On String-Similarity Estimation Problems

In this thesis, we study two widely used measures of string similarity: edit distance and dynamic time warping (DTW). We investigate alignment algorithms, metric embeddings, fast (approximation) algorithms, and communication complexity.

Results on Edit Distance: Edit distance is a fundamental distance metric between strings with applications throughout computer science. While the problem of estimating edit distance has been studied extensively, the equally important question of producing an alignment (i.e., the sequence of edits) has received far less attention. Somewhat surprisingly, we show that any algorithm to estimate edit distance can be used in a black-box fashion to produce an approximate alignment of strings, with modest loss in approximation factor and small loss in run time. Plugging in a previous result, we obtain an alignment that is a $(\log n)^{O(1/\varepsilon^2)}$ approximation in time $\tilde{O}(n^{1 + \varepsilon})$.

Closely related to the study of approximation algorithms is the study of metric embeddings. We present three results which together demonstrate the effectiveness of min-hash techniques in designing edit distance embeddings: (1) An embedding from Ulam distance (edit distance over permutations) to Hamming space that matches the best known distortion of $O(\log n)$ and also implicitly encodes sequences of edits; (2) Given an upper bound $K$ on edit distance, we show that embeddings of edit distance into Hamming space with distortion $f(n)$ can be modified in a black-box fashion to give distortion $O(f(\operatorname{poly}(K)))$ for a class of periodic-free strings; (3) A randomized dimension-reduction map with contraction $c$ and asymptotically optimal expected distortion $O(c)$, improving on a previous result.

Results on Dynamic Time Warping: In the second half of the thesis, we turn our attention to dynamic time warping (DTW), a close cousin of edit distance whose primary applications are as a similarity measure between time series.

We present the first strongly subquadratic algorithm for DTW in the low-distance regime. Our algorithm runs in time $O(n \cdot \dtw(x, y))$ for $x$ and $y$ of length $n$ over an arbitrary metric.

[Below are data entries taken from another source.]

PR #2927, opened 2026-06-10
fix(processes): make the runtime directory independent of TMPDIR

### LINKED ISSUE #2923: A `devenv shell` terminal and Claude Code can't find each other's running processes
Hi! We're trying to setup devenv (really enjoying it 🙏) on our stack. I hit a
confusing case where `devenv up -d` in one terminal and `devenv processes …` in
another end up not seeing each other, leaving orphaned processes and sometimes
two copies of the stack. I traced it to `$TMPDIR` and wanted to ask whether
this is expected — or if there's a recommended way to make the runtime dir
stable.

**Describe the bug**

The process-manager runtime directory (where the daemon socket/pid live) is
derived from `$TMPDIR`: `$DEVENV_RUNTIME = $TMPDIR/devenv-<hash>`. The
`<hash>` is stable (keyed on the project), but the **base is `$TMPDIR`**.
So if `$TMPDIR` differs between invocations, the second `devenv` call computes a
*different* runtime dir, can't find the running daemon
(`No process manager is running`), and the processes started by the first call
are left orphaned. A second `devenv up -d` from the other `$TMPDIR` then starts
a **second, independent** instance.

We hit this with **Claude Code**:

- **Terminal A** — a normal shell with the project's devenv environment active
  (via `devenv shell` / direnv). The dev starts the stack:
  ```console
  $ devenv up -d
  # A's $TMPDIR is the macOS default; daemon lands under /tmp/devenv-<hash>/processes/
  ```
- **Claude Code**, launched *from that same shell* — so it inherits the devenv
  environment, **including `$DEVENV_RUNTIME`**. But Claude runs its shell
  commands with a sandboxed `TMPDIR=/tmp/claude-501`. When it invokes `devenv`:
  ```console
  $ devenv processes list           # from Claude's context (TMPDIR=/tmp/claude-501)
  × No process manager is running. Start processes first with `devenv up -d`
  ```
  It doesn't see A's stack — it recomputes the runtime dir as
  `/tmp/claude-501/devenv-<hash>`. A `devenv up -d` from here starts a **second**
  stack; a `devenv processes down` from here can't stop A's (they orphan), and
  vice-versa. A and B are mutually invisible.

Two things that surprised me:
- **The inherited `$DEVENV_RUNTIME` is ignored.** Even though Claude inherits
  `DEVENV_RUNTIME=<A's value>` in its environment, devenv recomputes the runtime
  dir from `$TMPDIR` rather than honoring the exported variable.
- On macOS it's easy to miss in everyday use: the default `$TMPDIR`
  (`/var/folders/…/T/`) appears to normalize to `/tmp` for the runtime dir, so
  the problem only appears once something sets a custom `$TMPDIR` (an agent like
  Claude Code, some `direnv`/CI setups, etc.).

**To reproduce**

Agent-free repro — a second shell that just exports `TMPDIR=/tmp/claude-501`
behaves exactly like Claude Code's subprocess.

```nix
# devenv.nix
{ ... }: {
  processes.sleeper.exec = "sleep infinity";
}
```

```yaml
# devenv.yaml
inputs:
  nixpkgs:
```

```console
$ devenv allow

# The runtime dir base follows $TMPDIR (note: same hash, only the base differs):
$ TMPDIR=/tmp/dvA devenv info | grep DEVENV_RUNTIME
- DEVENV_RUNTIME: /tmp/dvA/devenv-94396f1
$ TMPDIR=/tmp/dvB devenv info | grep DEVENV_RUNTIME
- DEVENV_RUNTIME: /tmp/dvB/devenv-94396f1

# --- Terminal A (normal shell, default $TMPDIR) ---
$ devenv up -d
# 'sleeper' running; daemon under /tmp/devenv-<hash>/processes/

# --- "Claude" shell (what Claude Code does to its subprocesses) ---
$ export TMPDIR=/tmp/claude-501

# Inherited DEVENV_RUNTIME is ignored — still recomputes from $TMPDIR and misses A:
$ DEVENV_RUNTIME=/tmp/devenv-<hash> devenv processes list
× No process manager is running. Start processes first with `devenv up -d`

$ devenv up -d                     # doesn't see A → starts a SECOND instance
$ pgrep -fl 'sleep infinity'
<two 'sleep infinity' processes>   # A's and B's, independent

# Each side sees only its own; `devenv processes down` only stops its own,
# leaving the other orphaned.
```

**Expected:** the two shells manage the *same* daemon (or there's a documented
way to pin the runtime dir), regardless of `$TMPDIR`.
**Actual:** the daemon is keyed on a `$TMPDIR`-derived path, so a changed
`$TMPDIR` → mutual invisibility, orphans, and double-starts.

**Version**

- `devenv 2.1.3+d5e9138` (aarch64-darwin)
- Determinate `Nix 3.21.0` (`nix 2.34.6`)
- macOS (Darwin 23.3.0, arm64)
- default `native` process manager (also relevant to `process-compose`, whose
  socket defaults to `${config.devenv.runtime}/pc.sock`).

**Questions / notes**

- Is the runtime dir intentionally based on `$TMPDIR`? For multi-instance /
  multi-worktree isolation we'd have expected it keyed on the project path
  (`devenv.state`) only — which the `devenv-<hash>` suffix already is; it's the
  `$TMPDIR` *base* that makes it environment-dependent. Would keying the base on
  `XDG_RUNTIME_DIR` (when set) and otherwise a fixed location be reasonable?
  Could an exported `$DEVENV_RUNTIME` be honored when present?
- Our current workaround, in case it helps others — wrap the `devenv` CLI so
  every invocation runs with a normalized `TMPDIR`, and (for the process-compose
  backend) pin the control socket to a `$TMPDIR`-independent path:
  ```nix
  # devenv/shared.nix
  scripts.devenv.exec = ''
    export _DEVENV_WRAPPED=1
    real="$(type -ap devenv | sed -n '2p')"
    exec env TMPDIR=/tmp "$real" "$@"
  '';

  process.managers.process-compose.unixSocket.path =
    let h = builtins.substring 0 7 (builtins.hashString "sha256" config.devenv.state);
    in "/tmp/devenv-pc-${h}.sock";
  ```
  Both work, but a stable runtime dir out of the box (or a documented knob)
  would be lovely.

Happy to help to patch and/or test, if it is indeed a bug.
Thanks a lot the hard work.

_(PS: The debug session and report have been done with the assistance of Claude Code, feel free to point out any errors or inaccurate things i may have missed)_

domenkozar:
Fixes #2923.

## Problem

`DEVENV_RUNTIME` was derived from `XDG_RUNTIME_DIR || TMPDIR || /tmp`. Although its hash suffix was project-stable, using `$TMPDIR` as the base made the complete path invocation-dependent. Sandboxed tools such as Claude Code, `nix develop`, and some CI environments can change `$TMPDIR`, so two commands for the same project resolved different process-manager sockets and could start duplicate or orphaned process stacks.

Reading the exported `$DEVENV_RUNTIME` back as configuration is not safe either: it leaks through nested shells and makes it ambiguous whether a child invocation should reuse the parent project's or profile's runtime directory. `DEVENV_RUNTIME` therefore remains an output-only variable.

## Changes

- Runtime directories now resolve from `$XDG_RUNTIME_DIR`, falling back to `/tmp`; `$TMPDIR` is never used for runtime rendezvous.
- `$DEVENV_RUNTIME` is ignored as an input. Users who need to relocate runtime files should set `$XDG_RUNTIME_DIR`.
- The Rust resolver and direct-flake Nix default both hash `devenv.dotfile`, so CLI and `nix develop` compute the same path.
- Profiles retain separate runtime directories because each profile has a distinct dotfile path.
- Documentation and the changelog now describe `DEVENV_RUNTIME` as read-only and document the migration behavior.

## User impact

Independent invocations for the same project now find the same process manager even when their `$TMPDIR` values differ. Projects and profiles remain isolated. A daemon still using its previous runtime path may need to be restarted once after upgrading.

## Testing

- `cargo nextest run -p devenv-core` — 204 tests passed.
- `cargo check -p devenv-core -p devenv-processes -p devenv`.
- `devenv-run-tests run tests --only cli-flake-bare`, covering different `$TMPDIR` values, ignored inherited `$DEVENV_RUNTIME`, and an explicit `$XDG_RUNTIME_DIR`.
- Rust formatting, Nix parsing/formatting, shell syntax, and `git diff --check`.

### DIFF
--- a/CHANGELOG.md
+++ b/CHANGELOG.md
@@ -25,6 +25,7 @@
 - Fixed the TUI crashing with an arithmetic overflow when a download or task reported progress beyond its expected total.
 - Fixed the quit confirmation prompt overflowing past the right edge on terminals narrower than ~82 columns; the prompt now adapts to the available width.
 - Fixed the bottom navigation hint bar overflowing the right edge on standard ~80 column terminals when a process was selected; the hints are now more compact on narrower terminals.
+- Fixed devenv invocations with different `$TMPDIR` values resolving different runtime directories and therefore failing to find each other's process manager. Runtime directories now resolve from `$XDG_RUNTIME_DIR`, then `/tmp`; `$TMPDIR` is never used. A daemon still using its previous runtime path may need to be restarted once ([#2923](https://github.com/cachix/devenv/issues/2923)).
 - Fixed edits to local `path:` inputs (e.g. `url: path:../shared-config`) never taking effect: the evaluation cache served the old configuration until `.devenv` was deleted, and `devenv update` did not help. Files from local path inputs are now read directly from disk and tracked by the cache, so changes apply on the next command and direnv reloads when they change.
 - Fixed the evaluation cache missing a `devenv.local.nix` (or any other tracked file) created within the same second as the previous evaluation, which could happen in scripts that run devenv commands back to back.
 - Fixed editing `enterShell` while a `devenv shell` is running causing a parse error (e.g. `(eval):6: parse error near '\n'`) on reload under zsh and fish. The `enterShell` output was being mixed into the environment data the reload applies; it now goes to the terminal as it does on a fresh shell entry ([#2919](https://github.com/cachix/devenv/issues/2919)).
@@ -57,8 +58,6 @@
 
 - Reduced renderer fragmentation in `devenv shell` by reading PTY output in larger batches, lowering syscall and event-allocation overhead during full-screen repaint bursts.
 - `DEVENV_HOME` now overrides where devenv stores all per-user data (GC roots, trust database, cached keys), not just the trust database.
-- `DEVENV_RUNTIME` can now be set to override where a project stores its sockets and other runtime files. To relocate runtime files for all projects at once, prefer `XDG_RUNTIME_DIR`, which keeps each project's directory separate.
-
 - Non-TUI console output is now buffered and flushed in batches, reducing write overhead during verbose evaluation.
 
 - Traces now identify whether devenv was invoked by the CLI, direnv, or the native shell hook with a `devenv.caller` span attribute. Caller information is passed explicitly by integrations, so nested commands are not mistaken for automatic activation ([#2965](https://github.com/cachix/devenv/issues/2965)).
--- a/devenv-core/src/paths.rs
+++ b/devenv-core/src/paths.rs
@@ -2,6 +2,7 @@
 
 use miette::{Result, miette};
 use sha2::{Digest, Sha256};
+use std::ffi::OsString;
 use std::path::{Path, PathBuf};
 
 #[derive(Debug, Clone)]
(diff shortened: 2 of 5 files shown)


domenkozar:
Closing this as superseded by 76c7f8bc, which implements the focused fix for the reported Claude Code scenario by honoring an inherited `DEVENV_RUNTIME`.

The broader work in this PR—making the default fully independent of `TMPDIR`, migration to legacy daemons, cross-platform UID resolution, and shared-`/tmp` hardening—should be handled as separate changes. Nested-project isolation and direct regression coverage are also being kept focused rather than carrying this full runtime-directory policy forward.

Issue #2923 remains open for the stronger case where independent invocations have different `TMPDIR` values and no inherited runtime state.

domenkozar:
Correction to my previous comment: I reopened this PR because 76c7f8bc only fixes the inherited-`DEVENV_RUNTIME` path. The stronger reproduction in #2923—two invocations with different `TMPDIR` values and no inherited runtime—still resolves different directories on current `main`.

A focused replacement is now implemented locally: both the Rust resolver and the existing Nix default resolve `DEVENV_RUNTIME` from a same-project override, then `XDG_RUNTIME_DIR`, then `/tmp`; `TMPDIR` is never part of the rendezvous path. The locally built CLI reports the same runtime for `TMPDIR=/tmp/dvA` and `TMPDIR=/tmp/claude-501`, and the nested-project guard plus resolver regression tests pass.

Leaving this PR open until that complete replacement is published/landed.

sandydoo (commented):
We should undo the change I pushed that allowed reading `DEVENV_RUNTIME` as an input. Users should stick with changing `XDG_RUNTIME_DIR`. There's no safe way to both read and write that variable given nested shells, so it's the wrong approach.

Removing that constraint should then simplify this PR: remove the absolute/relative rules, the `DEVENV_DOTFILE` checks, etc.

AFAIU this PR also changes how profiles share runtime dirs?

Building on this, we present an approximation algorithm for $\dtw$ over an arbitrary $2$-hierarchically well-separated tree metric, providing a $\alpha$-approximation in time $\tilde{O}(n^2/\alpha)$. Additionally, we obtain the first approximation algorithm for edit distance to work over an arbitrary metric space, providing an $\alpha$-approximation in time $\tilde{O}(n^2 / \alpha)$, with high probability.

Finally, we provide near tight bounds on the one-way communication complexity of DTW -- an upper bound of $\tilde{O}(n / \alpha)$ bits for efficiently computing an $\alpha$-approximation of DTW between strings of length $n$, and a lower bound of $\Omega(n / \alpha)$ bits for the same problem.